What happens in the World Series can reverberate for years for player and teams alike.  so here are the 5 most memorable mlb world series wins

The 5 Most Memorable MLB World Series Wins.

Major League Baseball history is filled with memorable World Series, from the first in 1903 to the 21st century.

The 5 Most Memorable MLB World Series Wins.

The New York Yankees, who have won more titles (27) than any other big-league team, have played in many World Series that have captured the imaginations of sports fans and historians. 

Here are the 5 most memorable mlb world series wins  :

1. Game 7, 2016 World Series – Cubs 8, Indians 7 – Extra Innings

It’s not really hyperbole to call this the greatest World Series game ever played—a winner-take-all matchup for the championship with two teams looking to break decades-long curses.

The game featured a number of questionable manager moves, a stunning late-inning home run, a random rain delay, extra innings, and an impromptu team meeting in a tiny weight room—yeah, this game had it all.

After forcing Game 7 with a dominating win led by shortstop Addison Russell’s grand slam, the Chicago Cubs jumped out to an early lead behind Dexter Fowler’s leadoff home run and went up 5-1 after scoring two runs in the top of the fourth and fifth innings, including a homer from Javier Baez.

2. Game 5, 1956 World Series – Don Larsen Perfect Game – Yankees 2, Dodgers 0)

To this day, there has only been one perfect game tossed in World Series history, by the Yankees’ Don Larsen in Game 5 of their 1956 Series against the Brooklyn Dodgers.

Larsen battled back from a rough Game 2 outing, in which he did his part to blow an early 6-0 lead in a game the Yanks eventually lost 13-8.

The 5 Most Memorable MLB World Series Wins.

Determined to make up for it, Larsen pitched the best, most memorable game of his life, throwing a mere 97 pitches to finish off all 27 Dodger players who came to the plate.

Larsen only had to worry about one three-ball count all day, striking out Pee Wee Reese on a full count in the first inning.

3. Game 7, 1960 – Pirates 10, Yankees 9

The 1960 World Series may have featured the best, craziest seventh game ever seen. It was a seesaw battle pitting the upstart Pittsburgh Pirates against the powerhouse Yankees, who were coming off another dominant decade and were hungry for another title.

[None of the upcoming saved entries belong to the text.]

PR #1696, opened 2025-05-30
feat: add Oban.Plugins.Pruner to delete completed jobs older than 14 days

### LINKED ISSUE #1687: Add an Oban cron job that cleans up the `oban_jobs` table
We should have an Oban cron job (enqueued [via cron config](https://github.com/sequinstream/sequin/blob/f46320ad03268f101ebc341949f16a6b292d2994/config/config.exs#L36-L66)) that cleans the `oban_jobs` table. It should run every 8 hours. It should delete entries that are older than 14 days.

It should try to clean the table as quietly as possible. One good strategy for that is to delete only 5k rows, with a 20s pause/interval between delete queries. It should run until the `num_rows` affected falls below 5k (or whatever the delete batch is).

We can run those deletes all inside one job that just `Process.sleep`s between intervals--if Oban will let the job run for long enough. Alternatively, we can run one job that then enqueues its successor to run 20s later.

No matter what, take a look at other strategies we use to ensure duplicate jobs are not enqueued (if for some reason the job is running for too long, we don't accidentally start the next chain). e.g.:

[https://github.com/sequinstream/sequin/blob/f46320ad03268f101ebc341949f16a6b292d2994/lib/sequin/health/check_postgres_replication_slot_worker.ex#L4-L11](https://github.com/sequinstream/sequin/blob/f46320ad03268f101ebc341949f16a6b292d2994/lib/sequin/health/check_postgres_replication_slot_worker.ex#L4-L11)

davoclavo:
Add Oban Plugin [`Oban.Plugins.Pruner`](https://hexdocs.pm/oban/Oban.Plugins.Pruner.html) to clean up completed jobs older than 14 days.

Fixes #1687

### DIFF
--- a/config/config.exs
+++ b/config/config.exs
@@ -44,6 +44,8 @@ config :sequin, Oban,
   ],
   repo: Sequin.Repo,
   plugins: [
+    # Prune jobs that are older than 14 days
+    {Oban.Plugins.Pruner, max_age: 14 * 24 * 60 * 60, limit: 5_000, interval: 20_000},
     {Oban.Plugins.Cron,
      crontab: [
        # Runs every 6 hours (at minute 0)


acco:
@davoclavo Great work finding this, thanks for not re-inventing the wheel!

PR #1711, opened 2025-06-02
feat: implement kafka end-to-end tests

abc3:
# E2E Tests Implementation

This PR adds end-to-end tests to validate the integration between PostgreSQL and Kafka using a demo table setup, along with automated daily testing via GitHub Actions.

### E2E Test Suite
- Implements tests to verify data streaming from PostgreSQL to Kafka
- Uses a demo table setup with auto-incrementing ID, text field, and timestamp
- Supports configurable test data volume via `TEST_MESSAGES_COUNT` env var
- Includes parallel data insertion for more realistic load testing
- Health checks for both Sequin and Kafka services

### Test Infrastructure
- Docker Compose setup with:
  - PostgreSQL database
  - Kafka broker
  - Redis for caching
  - Sequin service
- Make commands for easy test management:
  - `e2e-up`: Start containers
  - `e2e-down`: Clean up
  - `e2e-rebuild`: Fresh rebuild
  - `e2e-tests`: Run tests

### GitHub Actions Workflow
- Automated daily runs at 17:00 UTC (10:00 PDT)
- Runs E2E tests with fresh container builds
- Includes health checks for services
- Supports manual triggering via workflow_dispatch

## Testing
You can run the tests locally using:
```bash
make e2e-rebuild  # Fresh setup
make e2e-tests    # Run tests
```

For different data volumes:
```bash
TEST_MESSAGES_COUNT=500 make e2e-tests    # Small dataset
TEST_MESSAGES_COUNT=10000 make e2e-tests  # Large dataset
```


priv/tests_e2e/tests.exs
```diff
@@ -0,0 +1,125 @@
...
+    password: "postgres",
+    database: "sequin_test"
+  ]
+
+  @test_topics ["demo-topic"]
+
+  @expected_count String.to_integer(System.get_env("TEST_MESSAGES_COUNT", "1000"))
+
+  setup do
+    Process.sleep(5_000)
```
acco: Obviously, would be great to have more determinism here. How can we know the test suite is ready to execute?

priv/tests_e2e/tests.exs
```diff
@@ -0,0 +1,125 @@
...
+
+  defp insert_test_data(expected_count) do
+    {:ok, pid} = pg_conn()
+
+    for n <- 0..(expected_count - 1) do
+      {:ok, _} = Postgrex.query(pid, "INSERT INTO demo_table (demo_text) VALUES ($1)", ["Generated text entry ##{n}"])
+    end
+
+    GenServer.stop(pid)
+  end
```
acco: Would be great to do inserts in parallel (far closer to a production/real-world simulation)

priv/tests_e2e/tests.exs
abc3: we can determine the test suite is ready to execute by pinging the services when it starts

Makefile
```diff
@@ -134,3 +134,28 @@ docs: ## Run mintlify dev server for documentation
 redis-console-consumer: ## Read from redis stream <stream-key> [from-beginning]
 	@./scripts/redis-console-consumer.sh $(wordlist 2,$(words $(MAKECMDGOALS)),$(MAKECMDGOALS))
 
+e2e-up:
```
acco: add a make command to trigger `gh` action run too? By default for the current branch, maybe also with an optional `BRANCH` env/arg to target another branch?

priv/tests_e2e/docker-compose.yml
```diff
@@ -0,0 +1,122 @@
+version: '3.8'
+
+services:
+  postgres:
+    build: 
+      context: ../../
+      dockerfile: Dockerfile.postgres
+    command: postgres -c shared_preload_libraries=pg_stat_statements -c pg_stat_statements.track=all -c max_connections=200 -c pg_stat_statements.max=10000 -c track_activity_query_size=2048 -c wal_level=logical
+    ports:
+      - "127.0.0.1:5432:5432"
```
acco: can we have Postgres on another port so it doesn't conflict with any other postgres running on local machine? For example, I always have my `sequin_dev` Postgres running on `5432`

priv/tests_e2e/docker-compose.yml
```diff
@@ -0,0 +1,122 @@
...
+      test: ["CMD-SHELL", "pg_isready -U postgres"]
+      interval: 5s
+      timeout: 5s
+      retries: 10
+      start_period: 10s
+
+  redis:
+    image: redis:7
+    ports:
+      - "127.0.0.1:6379:6379"
```
acco: Same with Redis (different port)

priv/tests_e2e/tests.exs
```diff
@@ -0,0 +1,265 @@
...
+
+    on_exit(fn ->
+      GenServer.stop(conn)
+    end)
+
+    {:ok, %{conn: conn, tid: tid}}
+  end
+
+  setup %{conn: _conn, tid: tid} do
+    # clear_test_data(conn)
```
acco: just noting this, not sure if it should be commented out

priv/tests_e2e/tests.exs
```diff
@@ -0,0 +1,265 @@
...
+
+  defp assert_messages(messages, expected_count, tid) do
+    assert length(messages) >= expected_count,
+           "Expected #{expected_count} messages, but got #{length(messages)}"
+
+    Enum.reduce(messages, 0, fn message, acc ->
+      decoded_value = Jason.decode!(message.value)
+      assert decoded_value["action"] == "insert"
+      record = decoded_value["record"]
+      assert [{record["demo_text"]}] == :ets.take(tid, record["demo_text"])
```
acco, line 83: This pattern match will break if Sequin delivers a duplicate, is that right?

We think that duplicates should be rare in this situation. Sequin should only deliver duplicates in strange crash situations where we write to the destination but fail to write to Redis before crashing.

We're thinking it's OK to start super strict and basically assert that messages == expected_count and that there are no duplicates in the destination! In the future, we can always relax this -- we'd relax the duplication check in a situation where we were crashing parts of Sequin in the test.

abc3: made an ets duplicate_bag to catch duplicates

acco:
Great work here, thanks @abc3 !

PR #1727, opened 2025-06-04
fix: improve secrets yaml serialization

### LINKED ISSUE #1442: cli bug: exporting and loading http_endpoint with encrypted headers with `--no-show-sensitive` not working properly
Exporting and importing `http_endpoints` with encrypted headers via the CLI with `--no-show-sensitive` does not work properly.

Steps to replicate:

1. Create an `http_endpoint` **with** an encrypted header
2. Export sequin config to a yaml with `sequin config export --no-show-sensitive >| sequin.yaml`
3. Try to make a config apply diff with `sequin config plan sequin.yaml`
4. Fails with the following error:

```
sequin: error: server returned error: {"summary":"Invalid HTTP endpoint configuration: Error updating HTTP endpoint 'fragrant_water_42': Invalid headers configuration. Must be a list of key-value pairs.\n\nHTTP Endpoints are destinations for Webhook Subscriptions.\n\nThey can be configured in one of three ways:\n\n1. Configure an internet accessible URL:\n\nhttp_endpoints:\n  - name: \"external-endpoint\"\n    url: \"https://api.example.com/webhook\"\n\n2. Configure a local endpoint that uses the Sequin CLI to create a secure tunnel:\n\nhttp_endpoints:\n  - name: \"local-endpoint\"\n    local: \"true\"\n    path: \"/webhook\"\n\n3. Configure a Webhook.site endpoint for development purposes:\n\nhttp_endpoints:\n  - name: \"webhook.site-endpoint\"\n    webhook.site: \"true\"\n\n\nShared options:\n\n- name: \"some-name\"\n- headers:\n    - key: \"X-Header\"\n      value: \"my-value\"\n- encrypted_headers:\n    - key: \"X-Secret-Header\"\n      value: \"super-secret\"\n\n"}
```

`sequin.yaml` fragment:

```yaml
...

http_endpoints:
  - name: bold_sound_55
    url: http://localhost:4000/something
    headers: {}
    encrypted_headers: {}
  - name: fragrant_water_42
    url: http://localhost:4000/testing
    headers: {}
    encrypted_headers: '(1 encrypted header(s)) - sha256sum: cf529592'

...
```

davoclavo:
Improve serialization of encrypted headers and gcp pubsub credentials.

- Instead of exporting encrypted_headers and gcp pubsub credentials as a string with the sha256 we now export the map structure with obfuscated values
- Also fix exporting headers and encrypted headers for webhook site http_endpoints

Fixes #1442


lib/sequin/transforms/transforms.ex
```diff
@@ -449,20 +466,8 @@ defmodule Sequin.Transforms do
...
-  defp sha256sum(encrypted_headers) do
-    encrypted_headers
-    |> :erlang.term_to_binary()
-    |> then(&:crypto.hash(:sha256, &1))
-    |> Base.encode16(case: :lower)
-    |> String.slice(0, 8)
+    Map.new(encrypted_headers, fn {key, value} -> {key, maybe_obfuscate(value, false)} end)
   end
 
   defp maybe_obfuscate(nil, _), do: nil
```
acco, line 473: Unrelated to your changes, but we should use `Sequin.String.obfuscate` for the last clause here!

acco (approved):
Looks great! One minor change, then 🚢

lib/sequin/transforms/transforms.ex
davoclavo: @acco Thanks for the feedback! I initially opted to not use `Sequin.String.obfuscate` to be consistent with how other secrets are being obfuscated in the YAML export.

In the case you think we should use that function, I would recommend to change the underlying `maybe_obfuscate` implementation to use that function instead of hardcoding `'******'` for all cases of the export. ([source](https://github.com/sequinstream/sequin/blob/main/lib/sequin/transforms/transforms.ex#L470))

What do you think? I am also happy to just do that for this particular case, but I believe that consistency can be good.

acco: @davoclavo Yeah, that's what I think/agreed!

davoclavo: Done ✅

Pittsburgh surprised everyone by playing well enough in a few early Series games to get into a Game 7 situation (they did, however, lose three games by scores of 10-0, 16-3 and 12-0).

The Pirates came out swinging, jumping out to a 4-0 lead in the first two innings thanks to the timely hitting of Rocky Nelson and Bill Virdon.

Pittsburgh hung onto a 4-1 lead into the sixth inning, when the Yanks quickly grabbed control thanks to a run-scoring single by Mickey Mantle and a three-run shot by Yogi Berra.

A two-out rally in the Yankee eighth plated another couple runs, and it was looking like an insurmountable 7-4 edge.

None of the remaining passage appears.